*** SOURCE MATERIAL ***

PR #29, opened 2019-10-28
[Docs] Add links to existing driver documentation

sjavora:
Adds links to existing driver docs in the docs directory.

I just found these docs by accident while looking something up in the old driver. I think it would be helpful to add them here so that new contributors can get a better idea about how the driver works. It certainly helped me.


harlanhaskins:
Thanks! @swift-ci please test

DougGregor:
Thanks!

PR #30, opened 2019-10-28
[Parseable output] Implement SignalledMessage

sjavora:
Implements `SignalledMessage` as another kind of `ParsableMessage`.

### DIFF
--- a/Sources/SwiftDriver/Driver/ToolExecutionDelegate.swift
+++ b/Sources/SwiftDriver/Driver/ToolExecutionDelegate.swift
@@ -11,6 +11,17 @@
 //===----------------------------------------------------------------------===//
 import TSCBasic
 
+#if canImport(Darwin)
+import Darwin.C
+#elseif os(Windows)
+import MSVCRT
+import WinSDK
+#elseif canImport(Glibc)
+import Glibc
+#else
+#error("Missing libc or equivalent")
+#endif
+
 /// Delegate for printing execution information on the command-line.
 public struct ToolExecutionDelegate: JobExecutorDelegate {
   public enum Mode {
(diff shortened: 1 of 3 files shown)


Sources/SwiftDriver/Driver/ToolExecutionDelegate.swift
```diff
@@ -58,18 +58,19 @@ public struct ToolExecutionDelegate: JobExecutorDelegate {
...
-        let message = ParsableMessage.finishedMessage(name: job.kind.rawValue, msg: finishedMessage)
-        emit(message)
+        let finishedMessage = FinishedMessage(exitStatus: Int(code), pid: pid, output: output)
+        message = ParsableMessage.finishedMessage(name: job.kind.rawValue, msg: finishedMessage)
 
-      case .signalled:
-        // FIXME: Implement this.
-        break
+      case .signalled(let signal):
+        let signalledMessage = SignalledMessage(pid: pid, output: output, errorMessage: output ?? "", signal: Int(signal))
```
sjavora: Is this right? I tried looking through the existing driver, but got lost somewhere around [here](https://github.com/apple/swift/blob/632399e0f8345e9c28d03b26252b5a30078489fc/lib/Driver/Compilation.cpp#L1131). I couldn't find any other errors in the `result`.

DougGregor: It looks like the existing driver is using [`strsignal`](http://man7.org/linux/man-pages/man3/strsignal.3.html) to get a string representation of the error message.

sjavora: Ah I see it now in TaskQueue. Implemented! Hope those new imports are correct.

sjavora:
> have you tried this out through a consumer of parsable output, like Xcode?

I've gotten this output: `error: Illegal instruction: 4 (in target 'TSCLibc' from project 'swift-driver')`

It seems consistent with the existing driver.

DougGregor:
> > have you tried this out through a consumer of parsable output, like Xcode?
> 
> I've gotten this output: `error: Illegal instruction: 4 (in target 'TSCLibc' from project 'swift-driver')`
> 
> It seems consistent with the existing driver.

Great! Before your PR, it would silently fail in Xcode with no message.

DougGregor:
@swift-ci please test

PR #31, opened 2019-11-03
NFC: Add missing copyright headers.

rxwei:
Add missing copyright headers in Options/Options.swift and Utilities/PrefixTrie.swift.

### DIFF
--- a/Sources/SwiftDriver/Options/Options.swift
+++ b/Sources/SwiftDriver/Options/Options.swift
@@ -1,3 +1,14 @@
+//===--------------- Options.swift - Swift Driver Options -----------------===//
+//
+// This source file is part of the Swift.org open source project
+//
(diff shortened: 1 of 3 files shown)


Sources/SwiftDriver/Options/Options.swift
```diff
@@ -1,3 +1,14 @@
+//===--------------- Options.swift - Swift Driver Options -----------------===//
```
DougGregor: Ah, this is generated source. We'll need to update [`makeOptions.cpp`](https://github.com/apple/swift-driver/blob/master/Sources/makeOptions/makeOptions.cpp) as well

rxwei: Done.

DougGregor:
@swift-ci please test

PR #32, opened 2019-11-05
Replace 'ParsableMessage' factory methods with an initializer.

rxwei:
This PR uses an initializer `init(name:kind:)` to unify multiple factory methods.

### DIFF
--- a/Sources/SwiftDriver/Driver/ToolExecutionDelegate.swift
+++ b/Sources/SwiftDriver/Driver/ToolExecutionDelegate.swift
@@ -54,7 +54,7 @@ public struct ToolExecutionDelegate: JobExecutorDelegate {
         commandArguments: arguments[1...].map{ String($0) }
       )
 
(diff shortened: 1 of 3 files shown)


harlanhaskins:
What if we changed each of these methods to drop the redundant type name, move the `message:` parameter first, then drop the redundant label there too?

```
ParsableMessage.signalled(signalledMessage, named: job.name.rawValue)
```

rxwei:
I like that idea.  But after giving some more thoughts to this, I think it might be better to drop these static methods and just use initializers instead, since it isn't more complicated:
```swift
ParsableMessage(name: job.kind.rawValue, kind: .signalled(message))
```

What do you think?

harlanhaskins:
That sounds great to me.

rxwei:
Done.

harlanhaskins:
@swift-ci please test

rxwei:
@swift-ci please test

PR #34, opened 2019-11-07
[Driver] Clean up platform minimum flag generation code

anayini:
The DarwinPlatform code provides a few derived vars
to determine the library name suffixes and platform
names based on the type of DarwinPlatform.  This commit
moves some code to determine platform minimum version
flags into that type.


anayini:
Honestly not even sure this is preferred, but saw that there were some derived vars on `DarwinPlatform` already so moved this to use the same pattern.

Also just a small test PR to figure out contribution workflow

harlanhaskins:
Thanks for your contribution, @anayini! Unfortunately, I think I prefer it the way it was -- these flags are very specific to Apple's linker on Darwin, so it doesn't really make much sense to move those flags which won't be used anywhere else. Maybe it would be good to move these into a helper function?

PR #35, opened 2019-11-15
Handle all FileTypes in OutputFileMap

sjavora:
This replaces the specific properties in `Entry` with a dictionary keyed by `FileType` and adds a custom implementation of `Codable`.

Originally, I wanted to just use `FileType`'s `description` property, but some of the cases just return `rawValue`, which is not compatible in all cases ("o" vs "object", in particular). Instead I added the `name` property with values from [FileTypes.def](https://github.com/apple/swift/blob/master/include/swift/Basic/FileTypes.def). While there, I noticed that `FileType` doesn't currently have a case for `swiftsourceinfo`, so I added that as well.

### DIFF
--- a/Sources/SwiftDriver/Utilities/FileType.swift
+++ b/Sources/SwiftDriver/Utilities/FileType.swift
@@ -12,7 +12,7 @@
 
 /// Describes the kinds of files that the driver understands.
 ///
-/// The raw values for these enumerations describe the default extension for]
+/// The raw values for these enumerations describe the default extension for
 /// the file type.
 public enum FileType: String, Hashable, CaseIterable, Codable {
   /// Swift source file.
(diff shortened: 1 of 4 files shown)


sjavora:
Hey @DougGregor - could someone please take a look at this? I'd request a review, but the button doesn't seem to be there...

Sources/SwiftDriver/Utilities/FileType.swift
```diff
@@ -163,8 +166,81 @@ extension FileType {
...
+         .swiftDeps, .moduleTrace, .tbd, .optimizationRecord, .swiftInterface, .swiftSourceInfoFile:
       return false
     }
   }
 }
+
+extension FileType {
+
+  init?(name: String) {
+    guard let type = FileType.allCases.first(where: { $0.name == name }) else { return nil }
```
harlanhaskins: Is there a way we can make this not O(n)?

harlanhaskins:
The approach looks good here, I've got one small nitpick though.

Sources/SwiftDriver/Utilities/FileType.swift
sjavora: We could have something like `static let typesByName = Dictionary(uniqueKeysWithValues: FileType.allCases.map { ($0.name, $0) })` which would only enumerate once and then use the dictionary in the initializer. Would that be OK?

harlanhaskins: Sounds good.

sjavora: Ok, pushed.

harlanhaskins:
@swift-ci please test

harlanhaskins:
@swift-ci please test

harlanhaskins:
Thanks, @sjavora!

PR #36, opened 2019-12-14
Add a bare-bones implementation of immediate mode

owenv:
This is an initial implementation of immediate mode. The big missing piece right now is setting [DY]LD_LIBRARY_PATH and DYLD_FRAMEWORK_PATH when needed. Before implementing that I think it's worth figuring out how the driver should run single job build plans for immediate mode and the REPL. I'm not sure if we should bypass the JobExecutor or not when executing in-place. If anyone has a strong opinion I could implement that in this PR or a follow up. I haven't made any changes yet so right now this just spawns a new process.


DougGregor:
@swift-ci please test

PR #37, opened 2019-12-15
Shuffle batch mode partitions if a seed is provided

owenv:
Also, add a `PredictableRandomNumberGenerator` to ensure deterministic partitioning. `PredictableRandomNumberGenerator` should maybe move into tools-support-core at some point, but I think it's fine where it is for now. It's not a great random number generator, but it should work fine for the driver's use cases.


DougGregor:
@swift-ci please test

PR #468, opened 2021-02-04
[Incremental] Next step towards cross-module incremental dependencies

davidungar:
Lots of restructuring; passes the lit tests.

### DIFF
--- a/Sources/SwiftDriver/IncrementalCompilation/ModuleDependencyGraph.swift
+++ b/Sources/SwiftDriver/IncrementalCompilation/ModuleDependencyGraph.swift
@@ -42,17 +42,20 @@ import SwiftOptions
 
   let options: IncrementalCompilationState.Options
   let reporter: IncrementalCompilationState.Reporter?
+  let fileSystem: FileSystem
   
   private let diagnosticEngine: DiagnosticsEngine
   
   public init(
     diagnosticEngine: DiagnosticsEngine,
     reporter: IncrementalCompilationState.Reporter?,
+    fileSystem: FileSystem,
     options: IncrementalCompilationState.Options
   ) {
     self.reporter = reporter
     self.diagnosticEngine = diagnosticEngine
     self.options = options
+    self.fileSystem = fileSystem
   }
 
   var isCrossModuleIncrementalBuildEnabled: Bool {
@@ -83,6 +86,7 @@ extension ModuleDependencyGraph {
     let graph = Self(
       diagnosticEngine: diagnosticEngine,
       reporter: reporter,
+	  fileSystem: fileSystem,
       options: options)
 
     let inputsAndSwiftdeps = inputs.map { input in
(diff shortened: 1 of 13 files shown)


davidungar:
@swift-ci please test

Sources/SwiftDriver/IncrementalCompilation/SourceFileDependencyGraph.swift
```diff
@@ -250,13 +270,18 @@ extension SourceFileDependencyGraph {
...
+      try data.contents.withUnsafeBytes { buf in
+        // SAFETY: The bitcode reader does not mutate the data stream we give it.
+        // FIXME: Let's avoid this altogether and traffic in ByteString/[UInt8]
+        // if possible. There's no real reason to use `Data` in this API.
+        let baseAddr = UnsafeMutableRawPointer(mutating: buf.baseAddress!)
+        let data = Data(bytesNoCopy: baseAddr, count: buf.count, deallocator: .none)
+        try Bitcode.read(stream: data, using: &visitor)
+      }
+    }
+    catch ReadError.swiftModuleHasNoDependencies {
```
CodaFi, line 283: Shouldn't we catch every kind of error here? Like, if more than the signature were to be corrupted and the visitor were to detect it, we should just say the graph is busted and start over.

Sources/SwiftDriver/IncrementalCompilation/ModuleDependencyGraph.swift
```diff
@@ -105,84 +106,96 @@ extension ModuleDependencyGraph {
...
+    guard let sourceGraph = dependencySource.read(
+            in: fileSystem,
+            reporter: reporter)
+    else {
+      return nil
+    }
+    return integrate(sourceGraph: sourceGraph)
+  }
+
+  public func integrate(sourceGraph: SourceFileDependencyGraph) -> Set<Node>? {
```
CodaFi, line 140: This is a fantastic cleanup

CodaFi (approved):
Just one question, but it's not enough to hold back integrating this PR.

Sources/SwiftDriver/IncrementalCompilation/ModuleDependencyGraph.swift
davidungar: thanks!

Sources/SwiftDriver/IncrementalCompilation/SourceFileDependencyGraph.swift
davidungar: I don't think so. This covers the special case of getting an external-dep with a fingerprint, but in the meantime the vendor has been compiled without the flag. But maybe I don't follow; we can discuss offline.

davidungar:

CodaFi:
⛵

PR #469, opened 2021-02-05
Revert "[Incremental] Next step towards cross-module incremental dependencies"

rintaro:
Reverts apple/swift-driver#468


CodaFi:
I will fix this error on our end. We just need to probably update the cmake.

PR #473, opened 2021-02-07
XCTFail a dependency scanner test which relies on libSwiftScan if it can't be found

owenv:
Otherwise, this test crashes when it calls `getDependencies`. With this change I can run the whole test suite using the frontend fallback.


owenv:
@swift-ci please test

artemcm:
Ah, this was an oversight on my part, thank you @owenv .

artemcm (approved):

PR #478, opened 2021-02-09
Indexing: include index file entry in supplementary output file map

nkcsgexi:
This is the behavior of the C++ driver and we should preserve it.

rdar://74127445

### DIFF
--- a/Sources/SwiftDriver/Jobs/FrontendJobHelpers.swift
+++ b/Sources/SwiftDriver/Jobs/FrontendJobHelpers.swift
@@ -250,7 +250,8 @@ extension Driver {
                                                         primaryInputs: [TypedVirtualPath],
                                                         inputsGeneratingCodeCount: Int,
                                                         inputOutputMap: [TypedVirtualPath: TypedVirtualPath],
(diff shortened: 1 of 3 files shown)


nkcsgexi:
@swift-ci please test

Sources/SwiftDriver/Jobs/FrontendJobHelpers.swift
```diff
@@ -417,6 +418,11 @@ extension Driver {
       for flaggedPair in flaggedInputOutputPairs {
         addEntry(&entries, input: flaggedPair.input, output: flaggedPair.output)
       }
+      // To match the legacy driver behavior, make sure we add an entry for the
+      // file under indexing and the primary output file path.
+      if let indexFilePath = indexFilePath, let idxOutput = inputOutputMap[indexFilePath] {
```
artemcm, line 423: Ah, I guess after 3 input source files we are going to exceed:
```
if inputsGeneratingCodeCount * FileType.allCases.count > fileListThreshold {
```
Makes sense to me!

artemcm (approved):

cltnschlosser (approved):

PR #480, opened 2021-02-10
[RFC] Implement -driver-skip-execution

cltnschlosser:
`-driver-skip-execution` in c++ driver replaces the TaskQueue with DummyTaskQueue. DummyTaskQueue honors the number of parallel tasks but otherwise mocks out process execution and has it return 0 and output `Output placeholder\n`.
This flag is most useful for testing in combination with `-parseable-output` when you don't want the jobs to actually run.

First complication: swift-driver calls out to the frontend for more than just jobs, so the executor can't be completely mocked out. Also the executor handles quite a bit more work than the c++ TaskQueue, so a mock version would require much more duplicated logic.

Second complication: The swift-driver's executor code lives in `SwiftDriverExecution`, and providing it new information requires making API changes to `DriverExecutor` this is a source break to SPM (without tacky shims put in place).

Looking at the state of `-driver-skip-execution` usage in lit tests:
- 12 total usages in 8 files
- 3 are used with `-driver-print-jobs` which makes `-driver-skip-execution` ignored. That leaves 6 being used with `-parseable-output` (2 (in emit-dependencies.swift) could have test rewritten to use `-driver-print-jobs`) and 3 with `-driver-show-job-lifecycle`.

Questions: Does this kind of process mock provide value in swift-driver? If no, how do we handle the lit test failures?

My thoughts on that question:
This level of mocking and testing can easily be done in XCTest, if we were confident in coverage, we could `REQUIRES: cplusplus_driver`.
The only test this PR actually fixes is `emit-dependencies.swift` which can be fixed in the test by changing it to `-driver-print-jobs`. The reasons for other test not being fixed are:
- Parseable output: This tests rely on the ordering of JSON output by the c++ driver. The swift-driver uses JSONEncoder to format the JSON output, which doesn't match the c++ driver.
- `-driver-show-job-lifecycle`: These 3 tests are for batch mode, I believe the behavior is correct here, but the output isn't 100% the same and some of the ordering is different. Also these tests run even when the compile isn't mocked out (just slower).

TLDR: I think support for this flag is of little value given that most of the tests that rely on it are Parseable output and fail anyway, but it is a flag supported by the C++ driver, so maybe we want to continue supporting it.

### DIFF
--- a/Sources/SwiftDriver/Driver/Driver.swift
+++ b/Sources/SwiftDriver/Driver/Driver.swift
@@ -1014,6 +1014,7 @@ extension Driver {
       delegate: jobExecutionDelegate,
       numParallelJobs: numParallelJobs ?? 1,
       forceResponseFiles: forceResponseFiles,
+      skipProcessExecution: parsedOptions.contains(.driverSkipExecution),
       recordedInputModificationDates: recordedInputModificationDates)
   }
 
--- a/Sources/SwiftDriver/Execution/DriverExecutor.swift
+++ b/Sources/SwiftDriver/Execution/DriverExecutor.swift
@@ -28,6 +28,15 @@ public protocol DriverExecutor {
                delegate: JobExecutionDelegate,
                numParallelJobs: Int,
                forceResponseFiles: Bool,
+               skipProcessExecution: Bool,
+               recordedInputModificationDates: [TypedVirtualPath: Date]
+  ) throws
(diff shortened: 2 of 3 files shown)


owenv (approved):
I'm sort of inclined to just XFAIL the tests that use this and port them if needed, but if we do decide to keep the option this LGTM

PR #481, opened 2021-02-10
Clean Up the MultiDictionary Interface

CodaFi:
- Clean up subscripting so accessing one-past-the-end indices is no longer possible
- Make the interface for Multidictionary more closely align to either Dictionary or Set
- Document everything

This PR should be NFC, but we'll see if anything was relying on the old subscript order.

### DIFF
--- a/Sources/SwiftDriver/IncrementalCompilation/ModuleDependencyGraph.swift
+++ b/Sources/SwiftDriver/IncrementalCompilation/ModuleDependencyGraph.swift
@@ -889,7 +889,7 @@ extension ModuleDependencyGraph {
             $0.append(serializer.lookupIdentifierCode(
                         for: key.designator.name ?? ""))
           }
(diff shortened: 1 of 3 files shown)


CodaFi:
@swift-ci test

CodaFi:
@davidungar A quick question: The old interface is not consistent about its removal-based operations erasing keys when there are no associated values remaining. What's the intended behavior here?

davidungar (approved):
Fantastic! Thank you.

CodaFi:
⛵

davidungar:
> @davidungar A quick question: The old interface is not consistent about its removal-based operations erasing keys when there are no associated values remaining. What's the intended behavior here?

Good question--not something I have thought about. Looking at how it is used, I think my expectation was that removing a non-existent key would be a noop.

PR #482, opened 2021-02-11
Make the driver aware of all the flags the selected toolchain's `swift-frontend` supports.

artemcm:
Building on https://github.com/apple/swift/pull/35882, make the driver aware of which swift-frontend flags its toolchain's compiler supports. 

- Add `supportedFrontendFlags` property to the Driver
- This property is computed using either:
      - A `libSwiftScan` query if an instance of the library is available and supports executing such query
      - A fallback mechanism that invokes `swift-frontend -emit-supported-features` 

For `libSwiftDriver`, this is critical for multiplexing library instances, and for the library's compatibility with different versions of the compiler.

Resolves rdar://73631930

### DIFF
--- a/Sources/SwiftDriver/SwiftScan/DependencyGraphBuilder.swift
+++ b/Sources/SwiftDriver/SwiftScan/DependencyGraphBuilder.swift
@@ -222,7 +222,7 @@ private extension SwiftScan {
   }
 }
 
-private extension SwiftScan {
+internal extension SwiftScan {
   /// Convert a `swiftscan_string_ref_t` reference to a Swfit `String`, assuming the reference is to a valid string
   /// (non-null)
   func toSwiftString(_ string_ref: swiftscan_string_ref_t) throws -> String {
@@ -246,6 +246,18 @@ private extension SwiftScan {
                                                     count: Int(string_set.count)))
     for stringRef in stringRefArrray {
       result.append(try toSwiftString(stringRef))
+    }
+    return result
+  }
+
+  /// Convert a `swiftscan_string_set_t` reference to a Swfit `Set<String>`, assuming the individual string references
+  /// are to a valid strings (non-null)
+  func toSwiftStringSet(_ string_set: swiftscan_string_set_t) throws -> Set<String> {
+    var result = Set<String>()
+    let stringRefArrray = Array(UnsafeBufferPointer(start: string_set.strings,
+                                                    count: Int(string_set.count)))
+    for stringRef in stringRefArrray {
+      result.insert(try toSwiftString(stringRef))
     }
     return result
   }
--- a/Sources/CSwiftScan/include/swiftscan_header.h
+++ b/Sources/CSwiftScan/include/swiftscan_header.h
@@ -177,6 +177,8 @@ typedef struct {
 
   //=== Cleanup Functions ---------------------------------------------------===//
   void
+  (*swiftscan_string_set_dispose)(swiftscan_string_set_t *);
+  void
   (*swiftscan_dependency_graph_dispose)(swiftscan_dependency_graph_t);
   void
   (*swiftscan_import_set_dispose)(swiftscan_import_set_t);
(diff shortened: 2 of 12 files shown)


artemcm:
@swift-ci please test

akyrtzi:
> - A libSwiftScan query if an instance of the library is available and supports executing such query
> - A fallback mechanism that invokes swift-frontend -emit-supported-features

Have you considered just reading the json file? https://github.com/apple/swift/blob/main/lib/Option/features.json

artemcm:
> > * A libSwiftScan query if an instance of the library is available and supports executing such query
> > * A fallback mechanism that invokes swift-frontend -emit-supported-features
> 
> Have you considered just reading the json file? https://github.com/apple/swift/blob/main/lib/Option/features.json

Thanks for pointing me to this file, I wasn't aware this json file existed. As implemented, this only handles compiler flags, because I didn't know that we already have something like this to track which features are supported. 

Both approaches (library query and frontend invocation) just use the [compiler's list of flags](https://github.com/apple/swift/blob/main/tools/libSwiftScan/libSwiftScan.cpp#L481) that is generated with tablegen. Similarly, they can read the compiler's list of features from this JSON file.

Are suggesting that instead of relying on the presence of the compiler/library we should instead ship JSON files in the toolchain for both flags and features and just have the driver read those?

akyrtzi:
> we should instead ship JSON files in the toolchain for both flags and features and just have the driver read those?

Yes, this JSON file already ships with the toolchain. Reading a JSON file is way simpler.

Note the premise of this file is not to be a comprehensive list of *every* option that exists today, but to selectively add newly added features that clients needs to check for the presence of (while different toolchains take time to get new versions) and modify their behavior accordingly.

nkcsgexi (approved):
LGTM! I like the idea of calling the c API to collect the full list of supported compiler arguments. It never requires manual maintenance of an external JSON file.

artemcm:
> > we should instead ship JSON files in the toolchain for both flags and features and just have the driver read those?
> 
> Yes, this JSON file already ships with the toolchain. Reading a JSON file is way simpler.
> 
> Note the premise of this file is not to be a comprehensive list of _every_ option that exists today, but to selectively add newly added features that clients needs to check for the presence of (while different toolchains take time to get new versions) and modify their behavior accordingly.

Having a comprehensive collection of all options helps automate a part of this process, I think, because we don't have to depend on something being declared a feature to be able to be careful about relying on using it from the driver. And to keep that list in a toolchain would require building automation that ensures this file is always up-to-date when people added new options. 

For separately tracking selective "Features" vs. all available flags though, if this JSON file is already used as **the** source of truth in other parts of the toolchain (like tablegen files are used for options in the compiler), then we should be able to use that here as well, I agree.

akyrtzi:
I mainly wanted to bring awareness to that approach so the choice is a more informed one (no objections from me).

nkcsgexi:
Yeah, we already have this established communication channel of calling C APIs into the libSwiftScanner.dylib. So I don't find it appealing to not use it but deserializing an installed JSON file instead.

artemcm:
> I mainly wanted to bring awareness to that approach so the choice is a more informed one (no objections from me).

Thank you, @akyrtzi !

Sources/SwiftDriver/SwiftScan/DependencyGraphBuilder.swift
```diff
@@ -249,6 +249,18 @@ private extension SwiftScan {
     }
     return result
   }
+
+  /// Convert a `swiftscan_string_set_t` reference to a Swfit `Set<String>`, assuming the individual string references
```
cltnschlosser, line 253: typo: `Swfit`. Maybe fix on your next PR if you remember.

artemcm: Thanks, @cltnschlosser!

PR #483, opened 2021-02-11
[Incremental] Add functions and tests to BidirectionalMap

davidungar:
These will be needed in an upcoming PR.

### DIFF
--- a/Sources/SwiftDriver/IncrementalCompilation/BidirectionalMap.swift
+++ b/Sources/SwiftDriver/IncrementalCompilation/BidirectionalMap.swift
@@ -11,9 +11,11 @@
 //===----------------------------------------------------------------------===//
 
 /// Like a two-way dictionary, only works for accessing present members
-public struct BidirectionalMap<T1: Hashable, T2: Hashable>: Equatable {
+public struct BidirectionalMap<T1: Hashable, T2: Hashable>: Equatable, Sequence {
   private var map1: [T1: T2] = [:]
   private var map2: [T2: T1] = [:]
+
+  public init() {}
 
   public subscript(_ key: T1) -> T2 {
     get {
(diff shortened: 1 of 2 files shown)


davidungar:
@swift-ci please test

CodaFi (approved):

Sources/SwiftDriver/IncrementalCompilation/BidirectionalMap.swift
```diff
@@ -38,4 +40,25 @@ public struct BidirectionalMap<T1: Hashable, T2: Hashable>: Equatable {
     }
     set { self[newValue] = key }
   }
+  public func contains(key: T1) -> Bool {
+    map1.keys.contains(key)
+  }
+  public func contains(key: T2) -> Bool {
```
porglezomp, line 46: Is it possible to distinguish between these methods if `T1` happens to be equal to `T2`?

***

Pull out each line of the entries that contains "DiagnosticsEngine".

   private let diagnosticEngine: DiagnosticsEngine
     diagnosticEngine: DiagnosticsEngine,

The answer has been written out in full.